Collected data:
PR #154, opened 2024-02-01
Pass decorators to anonymous struct generators

### LINKED ISSUE #149: Add the ability to apply decorators to anonymous struct enum variants
Consider the following enum decorated with the swift protocol `Equatable`.

```rust
#[typeshare(swift = "Equatable")]
enum MyEnum {
    MyVariant {
        a: String,
        b: f64
    }
}
```

Running this through typeshare, the following is generated

```swift
/// Generated type representing the anonymous struct variant `MyVariant` of the `MyEnum` Rust enum
public struct MyEnumMyVariantInner: Codable {
	public let a: String
	public let b: Double

	public init(a: String, b: Double) {
		self.a = a
		self.b = b
	}
}
public enum MyEnum: Codable, Equatable {
	case myVariant(MyEnumMyVariantInner)
       
        ...
}
```

Although `Equatable` was applied to `MyEnum`, it was not applied to `MyEnumMyVariantInner`. And there doesn't seem to be any way to do so.

My first thought was to apply `#[typeshare(swift = "Equatable")]` on the enum variant, but that was ignored.

```diff
#[typeshare(swift = "Equatable")]
#[serde(tag = "type", content = "content")]
enum MyEnum {
+  #[typeshare(swift = "Equatable")]
    MyVariant {
        a: String,
        b: f64
    }
}
```

czocher:
Closes #149.

### DIFF
--- a/core/data/tests/algebraic_enum_decorator/input.rs
+++ b/core/data/tests/algebraic_enum_decorator/input.rs
@@ -31,3 +31,12 @@ pub enum BestHockeyTeams4 {
     PittsburghPenguins,
     Lies(String),
 }
+
+#[typeshare(swift = "Equatable")]
+#[serde(tag = "type", content = "content")]
+enum MyEnum {
+    MyVariant {
+        a: String,
+        b: f64
+    }
+}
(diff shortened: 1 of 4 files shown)


charlespierce:
Hi @czocher, it looks like the core underlying change from this PR was actually already added in #170, so I believe this should be working with the next release!

Issue #158, opened 2024-03-28
Add support for prefixing Kotlin type names


smohammad:
Add a new argument to set an optional prefix value that is used to prefix type names in the generated Kotlin file. This is already available for Swift using `swift-prefix` and would be available in the same way but for Kotlin types.

PR #159, opened 2024-04-01
Support prefixing Kotlin type names

smohammad:
Supports prefixing Kotlin type names with a new `kotlin-prefix` argument that can be supplied when using the typeshare tool.

Resolves https://github.com/1Password/typeshare/issues/158/


DrewBurkhart (commented):
LGTM

rudyrichter (approved):
These look consistent with what we did on the swift side

PR #162, opened 2024-04-02
Fix mdbook github action

darrell-roberts:
We probably don't have to use the MSRV for the github mdbook action. Right now it is broken and this fixes it. `actions-rs` was also failing and I noticed the project is [archived](https://github.com/actions-rs). Switching to [`actions-rust-lang`](https://github.com/actions-rust-lang/setup-rust-toolchain) with the changes below gets the action running correctly once again.


smohammad (approved):
Changes look good to me!

PR #168, opened 2024-04-23
Remove Kotlin compose dependency and star imports

vrendina:
This PR makes two minor changes to the generated Kotlin code:

- The usage `androidx.compose.runtime.NoLiveLiterals` creates an unnecessary dependency on the Jetpack Compose runtime in our generated types module. It also isn't needed because there are no literals in the generated output.
- Usage of wildcard/star imports is discouraged. Updated to import the specific serialization dependencies we use to be consistent with Kotlin best practices.


smohammad (approved):
Looks good to me!

PR #169, opened 2024-04-30
Add Typeshare support for Python

hculea:
This PR is adding initial support for Python in Typeshare (gated by a feature flag, like Go). 

See [@MOmarMiraj 's comment](https://github.com/1Password/typeshare/pull/169#issuecomment-2450523731) for a high-level description of the design considerations behind this work.

This was made possible thanks to the prior work of @adriangb: https://github.com/1Password/typeshare/pull/25.


core/Cargo.toml
```diff
@@ -14,6 +14,9 @@ thiserror = "1"
 itertools = "0.12"
 lazy_format = "2"
 joinery = "2"
+topological-sort = { version = "0.2.2"}
+once_cell = { version = "1"}
```
Lucretiel, line 18: Use the built-in oncelock https://doc.rust-lang.org/std/sync/struct.OnceLock.html

core/src/language/python.rs
```diff
@@ -0,0 +1,779 @@
...
+            .cloned()
+            .collect();
+        missing.sort();
+        res.extend(missing);
+        Ok(res)
+    }
+}
+
+#[derive(Debug, Clone)]
+enum ParsedRusthThing<'a> {
```
Lucretiel, line 100: Typo: parsedrustthing

core/src/language/python.rs
```diff
@@ -0,0 +1,779 @@
...
+    v.retain(|e| uniques.insert(e.clone()));
+}
+
+/// All information needed to generate Python type-code
+#[derive(Default)]
+pub struct Python {
+    /// Mappings from Rust type names to Python type names
+    pub type_mappings: HashMap<String, String>,
+    /// The Python module for the generated code.
+    pub module: RefCell<Module>,
```
Lucretiel, line 160: Why a refcell here?

core/src/language/python.rs
```diff
@@ -0,0 +1,779 @@
...
+            let mut module = self.module.borrow_mut();
+            for alias in &data.aliases {
+                let thing = ParsedRusthThing::TypeAlias(alias);
+                let identifier = self.get_identifier(thing);
+                match &alias.r#type {
+                    RustType::Generic { id, parameters: _ } => {
+                        module.add_global(identifier, vec![id.clone()])
+                    }
+                    RustType::Simple { id } => module.add_global(identifier, vec![id.clone()]),
+                    RustType::Special(_) => {}
```
Lucretiel, line 184: Type aliases for special types are unsupported?

core/src/language/python.rs
```diff
@@ -0,0 +1,779 @@
...
+            | SpecialRustType::U32
+            | SpecialRustType::I54
+            | SpecialRustType::U53 => Ok("int".into()),
+            SpecialRustType::F32 | SpecialRustType::F64 => Ok("float".into()),
+            SpecialRustType::Bool => Ok("bool".into()),
+            SpecialRustType::U64
+            | SpecialRustType::I64
+            | SpecialRustType::ISize
+            | SpecialRustType::USize => {
+                panic!("64 bit types not allowed in Typeshare")
```
Lucretiel, line 314: They're supported by python, though, so I'm not seeing any reason to fail here.

Lucretiel:
Doing some review, sorry for the delay. I'd like to ask for a high-level description in this MR for how this integration works, with especial focus on how structs are handled (in particular how the JSON <-> struct boundary is handled).

MOmarMiraj:
Forgot to mention but we currently do not support generics as we have yet to figure out on an ideal/idiomatic way to handle them in Python so we left it out of this PR.

hculea:
Thanks for the mention @MOmarMiraj 😄 That should be okay while Python support is still experimental (FWIW, Go doesn't support generics either)

hculea:
@Lucretiel does @MOmarMiraj 's comment above answer to your high-level description request? Otherwise, we're happy to provide more context on the choices that were made here. Thanks!

core/data/tests/test_algebraic_enum_case_name_support/output.py
```diff
@@ -0,0 +1,55 @@
...
+    pass
+
+class AdvancedColorsTypes(str, Enum):
+    STRING = "string"
+    NUMBER = "number"
+    NUMBER_ARRAY = "number-array"
+    REALLY_COOL_TYPE = "reallyCoolType"
+
+class AdvancedColors(BaseModel):
+    model_config = ConfigDict(use_enum_values=True)
```
Lucretiel, line 21: Any particular reason to use `use_enum_values`? Can the pydantic->JSON layer handle that conversion for us?

core/data/tests/test_generate_char/output.py
```diff
@@ -0,0 +1,12 @@
+"""
+ Generated by typeshare 1.12.0
+"""
+from __future__ import annotations
+
+from pydantic import BaseModel
+
+
+class MyType(BaseModel):
+    field: str
```
Lucretiel, line 10: Consider `constr` to constrain the length here, since it's known to be a `char` https://docs.pydantic.dev/1.10/usage/types/#arguments-to-constr

core/data/tests/test_optional_type_alias/output.py
```diff
@@ -0,0 +1,19 @@
...
+
+OptionalU16 = int
+
+
+OptionalU32 = int
+
+
+class FooBar(BaseModel):
+    foo: OptionalU32
+    bar: OptionalU16
```
Lucretiel, line 17: This looks very wrong to me– the relevant rust type is `Option<u32>`

core/data/tests/use_correct_integer_types/output.py
```diff
@@ -0,0 +1,20 @@
...
+from __future__ import annotations
+
+from pydantic import BaseModel
+
+
+class Foo(BaseModel):
+    """
+    This is a comment.
+    """
+    a: int
```
Lucretiel, line 13: Nit: I don't feel nearly as strongly about this as I do about by other feedback, but if you wanted to be fancy, you could use `conint` to handle fixed-width integers with a min and max value: https://docs.pydantic.dev/1.10/usage/types/#arguments-to-conint

core/src/language/python.rs
```diff
@@ -0,0 +1,836 @@
...
+
+use super::CrateTypes;
+
+use convert_case::{Case, Casing};
+// Collect unique type vars from an enum field
+// Since we explode enums into unions of types, we need to extract all of the generics
+// used by each individual field
+// We do this by exploring each field's type and comparing against the generics used by the enum
+// itself
+fn collect_generics_for_variant(variant_type: &RustType, generics: &[String]) -> Vec<String> {
```
Lucretiel, line 23: Nit: consider using a wrapper that pushes to an `&mut Vec<String>` here, to avoid the deep recursive frequent allocations and data copying between vectors. Also consider returning a `HashSet` or `BTreeSet` from this function.

Lucretiel (changes requested):
Mostly this looks good. I had some concerns about algebraic enum representations, along with a few edge cases (mostly around serde renames) that appear to be handled incorrectly. Rust side of this looks fine, if quite allocation-heavy; I'll leave it be for now but there's a lot of low-hanging fruit for improvement if typeshare-python needs to be faster.

Lucretiel:
Follow-up: it looks like most of the pydantic `con*` types (`conlist`, `constr`, etc) are deprecated, in favor of `Field` and `Annotated`, so substitute all my recommendations as appropriate.

Lucretiel:
As a subsequent follow up, one idea for a way to handle unions would resemble this:

```
class MyEnumVariant1:
    type: Literal["Variant1"]
    content: MyEnumVariant1Content

...

MyEnum = Union[MyEnumVariant1, ...]
```

I'm still a novice around pydantic, so there could certainly be a better way that I'm not aware of. For all I know this pattern is fully built-in to pydantic somewhere and I just don't know where.

core/data/tests/can_apply_prefix_correctly/output.py
```diff
@@ -0,0 +1,74 @@
...
+    NUMBER = "Number"
+    NUMBER_ARRAY = "NumberArray"
+    REALLY_COOL_TYPE = "ReallyCoolType"
+    ARRAY_REALLY_COOL_TYPE = "ArrayReallyCoolType"
+    DICTIONARY_REALLY_COOL_TYPE = "DictionaryReallyCoolType"
+
+class AdvancedColors(BaseModel):
+    model_config = ConfigDict(use_enum_values=True)
+    t: AdvancedColorsTypes
+    c: Union[Dict[str, ItemDetailsFieldValue], ItemDetailsFieldValue, List[ItemDetailsFieldValue], List[int], int, str]
```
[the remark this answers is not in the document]
CheatCod: It is deterministic (in the sort order of `std::collections::BTreeSet` which I'm pretty sure is some kind of alphanumeric order). I think it is confusing to the user as the variant classes themselves are written in declaration order. I changed to a `IndexSet` which preserves insertion order!

core/data/tests/anonymous_struct_with_rename/output.py
```diff
@@ -0,0 +1,72 @@
...
+
+
+class AnonymousStructWithRenameKebabCase(BaseModel):
+    """
+    Generated type representing the anonymous struct variant `KebabCase` of the `AnonymousStructWithRename` Rust enum
+    """
+    model_config = ConfigDict(populate_by_name=True)
+
+    another_list: List[str] = Field(alias="another-list")
+    camel_case_string_field: str
```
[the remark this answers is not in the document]
CheatCod: I believe you are correct and the codegen is not handling renames correctly. The correct output in this case should be:

```rs
another_list: List[str]
camelCaseStringField : str
```

core/data/tests/generate_types/output.py
```diff
@@ -0,0 +1,27 @@
...
+class Types(BaseModel):
+    model_config = ConfigDict(populate_by_name=True)
+
+    s: str
+    static_s: str
+    int_8: int
+    float: float
+    double: float
+    array: List[str]
+    fixed_length_array: List[str]
```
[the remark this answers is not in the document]
CheatCod: Will be using `Annotated` with `Field` instead.

core/data/tests/test_generate_char/output.py
CheatCod: Will be using Annotated with Field instead.

CheatCod:
> As a subsequent follow up, one idea for a way to handle unions would resemble this:
> 
> ```
> class MyEnumVariant1:
>     type: Literal["Variant1"]
>     content: MyEnumVariant1Content
> 
> ...
> 
> MyEnum = Union[MyEnumVariant1, ...]
> ```
> 
> I'm still a novice around pydantic, so there could certainly be a better way that I'm not aware of. For all I know this pattern is fully built-in to pydantic somewhere and I just don't know where.

After some experimentation and discussion with @MOmarMiraj, I think this is the best approach for [externally tagged enums](https://serde.rs/enum-representations.html#externally-tagged). I've refactored the PR to do so.

core/data/tests/anonymous_struct_with_rename/output.py
```diff
@@ -0,0 +1,72 @@
...
+
+class AnonymousStructWithRenameTypes(str, Enum):
+    LIST = "list"
+    LONG_FIELD_NAMES = "longFieldNames"
+    KEBAB_CASE = "kebabCase"
+
+class AnonymousStructWithRename(BaseModel):
+    model_config = ConfigDict(use_enum_values=True)
+    type: AnonymousStructWithRenameTypes
+    content: Union[AnonymousStructWithRenameKebabCase, AnonymousStructWithRenameList, AnonymousStructWithRenameLongFieldNames]
```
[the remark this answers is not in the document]
CheatCod: I have decided to go with your suggestion below for [externally tagged enums](https://serde.rs/enum-representations.html#externally-tagged)

core/data/tests/can_apply_prefix_correctly/output.py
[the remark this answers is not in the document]
Lucretiel: Presumably this will actually be superceded by my proposal for tagged unions further down

core/data/tests/anonymous_struct_with_rename/output.py
```diff
@@ -0,0 +1,57 @@
...
+    something_else: bool = Field(alias="something-else")
+
+
+class AnonymousStructWithRenameTypes(str, Enum):
+    LIST = "list"
+    LONG_FIELD_NAMES = "longFieldNames"
+    KEBAB_CASE = "kebabCase"
+
+class AnonymousStructWithRenameList(BaseModel):
+    type: AnonymousStructWithRenameTypes = AnonymousStructWithRenameTypes.LIST
```
Lucretiel, line 46: It's possible I'm misunderstanding pydantic, but shouldn't this be a `Literal` parameter? I had understood this `=` to just set a default value. 

https://docs.pydantic.dev/2.0/usage/types/unions/

core/data/tests/test_algebraic_enum_case_name_support/output.py
Lucretiel: Understood, thanks for the explaination.

core/data/tests/test_optional_type_alias/output.py
CheatCod: Fixed

core/data/tests/anonymous_struct_with_rename/output.py
CheatCod: Fixed

core/data/tests/use_correct_integer_types/output.py
CheatCod: I can't resolve this thread for some reason. Marking as won-fix to prevent scope-creeping.

core/data/tests/test_generate_char/output.py
CheatCod: Marking as won-fix to prevent scope-creeping.

CheatCod:
For future improvement, let me know if I've missed anything.

1. `conint` from pydantic can be used for further validation. For example, if the Rust type is u8, then we can leverage `conint` to bound the number from 0 to 255.

2. `struct` and `enum` with generic parameters are not supported. For example, the test case `can_generate_generic_enum` is not enabled for Python as it is not supported.

3. Rust `enum` must be adjacently tagged, like `#[serde(tag = "t", content = "c")]`, other enum representations, such as internally tagged and untagged are not support. Read more about enum representation with serde here: https://serde.rs/enum-representations.html. Correct me if I am wrong but I believe this is a limitation in Typeshare itself

core/Cargo.toml
hculea: This has been done, and the import removed 😄

hculea:
Thanks @CheatCod! I've captured these in https://github.com/1Password/typeshare/issues/217 to make sure we don't lose track of them once merging this PR. I've resolved all the outstanding conversations after making sure they have either been logged as a future improvement or actually resolved.   

@Lucretiel I think this should be ready to go! Let me know if you have any other questions or concerns 👍

darrell-roberts (commented):
Left some comments about multiple file generation support.

core/src/language/python.rs
```diff
@@ -0,0 +1,784 @@
...
+    }
+
+    fn write_imports(
+        &mut self,
+        _writer: &mut dyn Write,
+        _imports: super::ScopedCrateTypes<'_>,
+    ) -> std::io::Result<()> {
+        todo!()
+    }
+}
```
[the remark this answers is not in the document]
hculea: I've added multi-file support to the list of follow-ups here, and linked your solution: https://github.com/1Password/typeshare/issues/217

I expect that we will have a use-case for multi-file support in the new year, with the introduction of multiple release channels in the SDK. So we will likely then prioritize these effort.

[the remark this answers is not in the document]
hculea: I've now made this a no-op and linked the issue regarding the limitations in `README.md`.

core/src/language/python.rs
```diff
@@ -0,0 +1,784 @@
...
+    /// Whether or not to exclude the version header that normally appears at the top of generated code.
+    /// If you aren't generating a snapshot test, this setting can just be left as a default (false)
+    pub no_version_header: bool,
+}
+
+impl Language for Python {
+    fn type_map(&mut self) -> &HashMap<String, String> {
+        &self.type_mappings
+    }
+    fn generate_types(
```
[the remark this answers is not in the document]
hculea: Linked in the follow-up issue! Thanks for the suggestion!

Lucretiel (approved):
Sorry I didn't approve before I left for the long weekend!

▶ **PROBLEM REQUIREMENTS**: Check the data for the word "opened" and pull out the lines that have it.

▶ **OUTPUT BELOW**:
PR #154, opened 2024-02-01
Issue #158, opened 2024-03-28
PR #159, opened 2024-04-01
PR #162, opened 2024-04-02
PR #168, opened 2024-04-23
PR #169, opened 2024-04-30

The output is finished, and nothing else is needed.